--- Given records Enclosed Below ---

PR #1740, opened 2025-04-22
Cleanup

jnyrup:
Various cleanups suggested by analyzers:
* https://www.nuget.org/packages/Meziantou.Analyzer
* https://www.nuget.org/packages/Roslynator.Analyzers
* https://www.nuget.org/packages/Microsoft.VisualStudio.Threading.Analyzers

### DIFF
--- a/FluentFTP/Client/AsyncClient/AutoDetect.cs
+++ b/FluentFTP/Client/AsyncClient/AutoDetect.cs
@@ -23,9 +23,7 @@ namespace FluentFTP {
 
 			LogFunction(nameof(AutoDetect), config);
 
-			if (config == null) {
-				config = new FtpAutoDetectConfig();
-			}
+			config ??= new FtpAutoDetectConfig();
 
 			ValidateAutoDetect();
 
@@ -33,7 +31,7 @@ namespace FluentFTP {
 		}
 
 		/// <summary>
- 		/// LEGACY CALL FORMAT, to be deleted sometime in the future
+		/// LEGACY CALL FORMAT, to be deleted sometime in the future
 		/// 
 		/// Automatic FTP and FTPS connection negotiation.
 		/// This method tries every possible combination of the FTP connection properties, and returns the list of successful connection profiles.
--- a/FluentFTP/Client/AsyncClient/AutoDetect.cs
+++ b/FluentFTP/Client/AsyncClient/AutoDetect.cs
@@ -32,12 +32,13 @@ namespace FluentFTP {
 
 		/// <summary>
 		/// LEGACY CALL FORMAT, to be deleted sometime in the future
-		/// 
+		/// <para>
 		/// Automatic FTP and FTPS connection negotiation.
 		/// This method tries every possible combination of the FTP connection properties, and returns the list of successful connection profiles.
 		/// You can configure it to stop after finding the first successful profile, or to collect all successful profiles.
 		/// You can then generate code for the profile using the FtpProfile.ToCode method.
 		/// If no successful profiles are found, a blank list is returned.
+		/// </para>
 		/// </summary>
 		/// <param name="firstOnly">Find all successful profiles (false) or stop after finding the first successful profile (true)</param>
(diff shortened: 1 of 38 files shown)


FanDjango:
Oof - a lot of those are brainfarts of mine. But not all, by no means.

Working on double checking these, gimme a couple of days, ok.

Thanks for doing this.

jnyrup:
I forgot to mention, I've split the changes into a commit per change for easier review.
None of the changes in this PR should change behavior.

FanDjango:
Hmmm. I don't agree with this one: "Remove redundant null checks"

If it were written more nicely:

```cs
A * B || !A * C
```

```cs
ServerHandler == null && FtpCapability.MDTM || ServerHandler != null && !ServerHandler.DontUseMdtmEvenIfCapable(path)
```

In words:

If SvrHnd is null use the capability, if it is not null determine what to use.

Or am I missing something?

FanDjango:
All others, I totally agree with.

jnyrup:
> Hmmm. I don't agree with this one: "Remove redundant null checks"
> 
> If it were written more nicely:
> 
> ```cs
> A * B || !A * C
> ```
> 
> ```cs
> ServerHandler == null && FtpCapability.MDTM || ServerHandler != null && !ServerHandler.DontUseMdtmEvenIfCapable(path)
> ```
> 
> In words:
> 
> If SvrHnd is null use the capability, if it is not null determine what to use.
> 
> Or am I missing something?

I haven't looked into whether the overall logic is correct, only that `ServerHandler` doesn't need to null checked twice.

Since `||` is short-circuiting we don't need to null check `ServerHandler` on the right-hand-side.

[Example](https://sharplab.io/#v2:EYLgxg9gTgpgtADwGwBYA0AXEUCuA7AHwAEAmARgFgAoagb2oAImGA3AQygbABsBLGPBgYBeBnhgB3BgGUAnnjABhPgIwAKAJS0ZMKC10AJNngAm3XSLE5u3BgF8A3I2ZEyATjU9+ggHQAxXnMAUQReAGcMMIB5KABzNQAiBI0NJypmBlcPL1V/QJgQ8MiABShE5NTqO2pqLM00umcmdk4cwUtxKTkFZW91LR09Q2MzC1FOzXs0jLq2jDzg0IjouPKU6Zd3TxVfAMWisNK1yqpqmio6k8b05hauHaFxyRl5JQfNbWldfSgjU3NOE8JJNHE1Mls5gsCktIjF4gkAA5sDAACwqGyYsweUMKyyOiORaPWVRq51JpBePQe1xmAGZBj8/qMoAB+BnDf4WbSxGAYBwMMK8/lnDJgoj04AQCC2PbQg5wtSuAAMDCRqI0IgAfOzfiMASJxtZbAQCAw1F8hrrOZwAISGmwMABkjoYNotjL1uh8ABEIIIAKqC6S8ABeBX0eAAkgAzRRsJHAcxqNUo4k3JhiiVSmX5XElMrK1WEjXCbXujnMg1WB0m13lq3Mn1+jCBmDBsNBCMxuMJpMpk5nWokHVMgE0lxZ6UMX0BoOh8MCbvxtiJmCKsgq/taouoqsE1EJNJ2IA==)

FanDjango:
IMO you are forgetting the **left side** of the "&&" (also in your gist) is `ServerHandler == null && FtpCapability.MDTM`.  Thus we might actually evaluate the right hand side in the case where `ServerHandler` **is** `null`, namely when `FtpCapability.MDTM` is `false`.

FanDjango:
In your gist you use

```
ServerHandler == null || (ServerHandler != null && !ServerHandler.DontUseSizeEvenIfCapable(path)
```
which is not the same.

Here we have
```
ServerHandler == null && a_third_parameter   ||   (ServerHandler != null && !ServerHandler.DontUseSizeEvenIfCapable(path)
```

FanDjango:
Why don't we separate that one out and commit/merge all the others and discuss this one further?

FanDjango:
I'd really like to get the others in...

PR #1741, opened 2025-04-23
Remove redundant null checks

jnyrup:
For the changed C# expressions, let:
* `a` be `HasFeature(FtpCapability.SIZE)`, 
* `b` be `ServerHandler == null` and
* `c` be `ServerHandler.DontUseSizeEvenIfCapable(path)`.

On mathematical form, the expressions are now `a && (b || !b && c)`.
As proven by [Wolfram Alpha](https://www.wolframalpha.com/input?i=%28a+%26%26+%28b+%7C%7C+%21b+%26%26+c%29%29+%3D+%28a+%26%26+%28b+%7C%7C+c%29%29) this is equal to writing `a && (b || c)`
image

Translating back to C# it means we can omit the `ServerHandler != null` checks.

### DIFF
--- a/FluentFTP/Client/AsyncClient/FileExists.cs
+++ b/FluentFTP/Client/AsyncClient/FileExists.cs
@@ -27,7 +27,7 @@ namespace FluentFTP {
 
 			// since FTP does not include a specific command to check if a file exists
 			// here we check if file exists by attempting to get its filesize (SIZE)
-			if (HasFeature(FtpCapability.SIZE) && (ServerHandler == null || (ServerHandler != null && !ServerHandler.DontUseSizeEvenIfCapable(path)))) {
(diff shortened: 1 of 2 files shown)


FanDjango:
Looks to me that I am on some different code than you. When I look at your PR and compare to my working branch, it does not coincide.

We have been talking at cross purposes, I am sorry about that. 

Let me research what the code **should** actually look like.

FanDjango:
Let me check the **intended logic** for validity first - your intended corrections are correct, but my current branch/working tree has differing code, thus the confusion (on my side).

FanDjango:
The code is correct and thus the change is also valid. Sorry for the confusion and thanks for your patience.

jnyrup:
Great to hear. 
I also began wondering if we were looking at the same code.

PR #1748, opened 2025-05-08
Fixes #1747: Make sure a OperationCancelledException is thrown when cancelling a AsyncConnect

### LINKED ISSUE #1747: TimeoutException is thrown instead of TaskCancelledException when FtpClient.ConnectAsync() is called with cancelled token and the token is cancelled
In the ConnectAsyncHelper the cancel token is linked with a timer:

		private async Task<bool> ConnectHelperAsync(IPAddress ipad, int port, CancellationToken token) {
			try {
					timeoutSrc.CancelAfter(ConnectTimeout);

Later the exception is caught but the OperationCancelled is treated as a timeout:

			}

Changing this to will fix this by checking if the source was the token of from the timeoutSrc:

				token.ThrowIfCancellationRequested();
			}

bruinsg:
The cancellation token was combined with the timeout source and the resulting cancellation was interpreted as a timeout instead of and cancelled operation.

### DIFF
--- a/FluentFTP.Tests/Unit/TimeoutTests.cs
+++ b/FluentFTP.Tests/Unit/TimeoutTests.cs
@@ -61,5 +61,28 @@ namespace FluentFTP.Tests.Unit {
 			}
 		}
 
+		[Fact]
+		public async Task ConnectTimeoutAsyncCancel() {
+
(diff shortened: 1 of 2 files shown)


FanDjango:
Thanks for improving this.

PR #1760, opened 2025-06-08
Remove FileZilla Integration Test

FanDjango:
I'm fed up.

They make it very difficult to put together an image for filezilla-server, from source code, from a .deb package or from binaries.

There is no pre-made docker image to be found.

The real problem is that their download pages, from where one could get the current version, uses java script and some php magic to prevent a "non-human-browser" download. But that would be exactly what we would need to build our image.

Anybody out there that wants this to work is heartily invited to try...


robinrodricks:
Thanks for this change!

PR #143, opened 2022-06-15
complete logs publishing

npmaile:


card/phononCommandSet.go
```diff
@@ -57,6 +57,7 @@ type PhononCommandSet struct {
 func NewPhononCommandSet(c types.Channel) *PhononCommandSet {
 	var err error
 	conf, err := config.LoadConfig()
+	fmt.Println("config loaded")
```
maevyn11, line 60: should probably remove this random Println. If it's needed should be a log statement.

config/config.go
```diff
@@ -14,6 +15,8 @@ type Config struct {
 	//PhononCommandSet
 	AppletCACert []byte //One of the CA certificates listed in the cert package. Used as default if Certificate not set
 	Certificate  string //string ID to select a certificate
+	// logg exporting
```
maevyn11, line 18: too many g's

hooks/logging.go
```diff
@@ -0,0 +1,66 @@
...
+	body, err := ioutil.ReadAll(resp.Body)
+	if err != nil {
+		fmt.Println("unable to send logs to telemetry server", err.Error())
+		return err
+	}
+	if resp.StatusCode != http.StatusOK {
+		fmt.Println("unable to send logs to telemetry server", string(body))
+	}
+	return err
+}
```
maevyn11, line 62: So I'm guessing this implements the interface logrus looks for to ship the log remotely? Pretty cool.

go.mod
```diff
@@ -10,6 +10,8 @@ require (
 	github.com/btcsuite/btcutil v1.0.3-0.20201208143702-a53e38424cce
 	github.com/certusone/yubihsm-go v0.2.0
 	github.com/ebfe/scard v0.0.0-20190212122703-c3d1b1916a95
+	github.com/elastic/go-elasticsearch v0.0.0 // indirect
+	github.com/elastic/go-elasticsearch/v7 v7.17.1 // indirect
```
maevyn11, line 14: Can these dependencies be removed since we're not using elasticsearch? Seems like it's bringing in a bunch of transitive dependencies we may not need.

config/config.go
```diff
@@ -56,6 +59,12 @@ func LoadConfig() (config Config, err error) {
 	if err != nil {
 		return DefaultConfig(), err
 	}
+	// Possibly not the best place to put this, but it does a good job of setting this up before an interactive session
+	if config.TelemetryKey != "" {
+		log.Debug("setting up logging hook")
+		log.AddHook(hooks.NewLoggingHook(config.TelemetryKey))
+	}
+
```
maevyn11, line 67: I had the same dilemma about keeping the config.Certificate check below here. I think it's fine for now, though maybe it's more correct to push this stuff into relevant modules as it builds up.

maevyn11 (changes requested):
Just a couple small changes and a hopeful request to remove some unneeded dependencies.

hooks/logging.go
npmaile: yes

config/config.go
npmaile: lit

go.mod
npmaile: go mod tidy took care of this

card/phononCommandSet.go
npmaile: delet'd

config/config.go
```diff
@@ -61,7 +61,7 @@ func LoadConfig() (config Config, err error) {
 	}
 	// Possibly not the best place to put this, but it does a good job of setting this up before an interactive session
 	if config.TelemetryKey != "" {
-		log.Debug("setting up logging hook")
+		log.Debug("setting up loging hook")
```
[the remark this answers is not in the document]
maevyn11: well, 3 g's in logging technically, but you get the idea.

Issue #151, opened 2022-07-05
Implement Init API Route


maevyn11:
In order for the frontend to be able to initialize a user's card, a route in api.go needs to be implemented that allows for INIT'ing a card and then subsequently using it. 

Some extra care may be needed to fix, handle, or workaround any issues caused by https://github.com/GridPlus/phonon-client/issues/142 or https://github.com/GridPlus/phonon-client/issues/131

PR #156, opened 2022-07-07
Init route

maevyn11:
Added InitRoute and updated ListSessions to return sessions status including whether the Pin is initialized.

Closes https://github.com/GridPlus/phonon-client/issues/151


gui/swagger.yaml
```diff
@@ -27,17 +27,40 @@ paths:
       produces:
       - "application/json"
       responses:
-        "404":
```
npmaile, line 30: not sure why no cards being plugged in is a 500 error

npmaile (changes requested):

gui/swagger.yaml
maevyn11: idk, seemed like a 404 page not found was misleading since the page is there, it's just it can't serve the expected response because there's no card plugged in behind the scenes. My thought is it's a 500 because the server can't handle the request given it's state. Neither one really seems right but I wasn't sure what else to use.

maevyn11: OK, guess that's my misconception then, 404 is just as good so no reason to change it. Fixed https://github.com/GridPlus/phonon-client/pull/156/commits/9252c0b78a417633cc7506e4a6d124ad9893fcb7

npmaile (changes requested):

npmaile (approved):

douglance (approved):

PR #160, opened 2022-07-11
add browser open also go mod tidy also make linter happy

npmaile:
confirmed working as expected on windows, mac, and archlinux


maevyn11 (approved):
Looks good to me, works on my machine.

--- End of Enclosed Given records ---

## Task description
Find every line in the records that uses the string "SvrHnd", then copy it.

## Answer space
If SvrHnd is null use the capability, if it is not null determine what to use.
> If SvrHnd is null use the capability, if it is not null determine what to use.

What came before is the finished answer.